## [About this task]
In the data below, find every line with the word "updated" and copy it.

Dataset entries:

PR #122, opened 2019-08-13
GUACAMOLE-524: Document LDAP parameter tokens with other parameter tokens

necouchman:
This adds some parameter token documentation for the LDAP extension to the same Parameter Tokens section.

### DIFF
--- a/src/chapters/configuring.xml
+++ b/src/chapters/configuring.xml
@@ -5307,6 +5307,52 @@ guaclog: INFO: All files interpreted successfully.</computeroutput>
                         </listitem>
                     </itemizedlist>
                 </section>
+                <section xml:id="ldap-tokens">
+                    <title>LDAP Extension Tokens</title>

---

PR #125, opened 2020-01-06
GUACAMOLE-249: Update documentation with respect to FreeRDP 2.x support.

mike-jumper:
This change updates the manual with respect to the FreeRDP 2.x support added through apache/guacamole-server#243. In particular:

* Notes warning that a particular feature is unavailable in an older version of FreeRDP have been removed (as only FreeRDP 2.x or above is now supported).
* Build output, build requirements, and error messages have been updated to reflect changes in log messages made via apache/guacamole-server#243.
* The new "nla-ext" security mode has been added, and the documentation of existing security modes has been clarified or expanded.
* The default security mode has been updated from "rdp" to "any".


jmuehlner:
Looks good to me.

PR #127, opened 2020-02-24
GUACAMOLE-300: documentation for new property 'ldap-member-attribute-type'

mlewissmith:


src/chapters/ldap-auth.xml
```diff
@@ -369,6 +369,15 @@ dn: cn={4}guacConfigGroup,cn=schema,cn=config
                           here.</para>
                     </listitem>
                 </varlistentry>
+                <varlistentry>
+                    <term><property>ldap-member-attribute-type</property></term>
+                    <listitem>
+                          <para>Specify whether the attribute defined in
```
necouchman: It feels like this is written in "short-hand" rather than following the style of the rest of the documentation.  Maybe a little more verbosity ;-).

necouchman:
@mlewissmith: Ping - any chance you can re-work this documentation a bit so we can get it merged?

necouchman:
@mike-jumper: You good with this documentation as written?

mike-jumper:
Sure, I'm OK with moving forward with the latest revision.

## [Worked solution]
* Build output, build requirements, and error messages have been updated to reflect changes in log messages made via apache/guacamole-server#243.
* The default security mode has been updated from "rdp" to "any".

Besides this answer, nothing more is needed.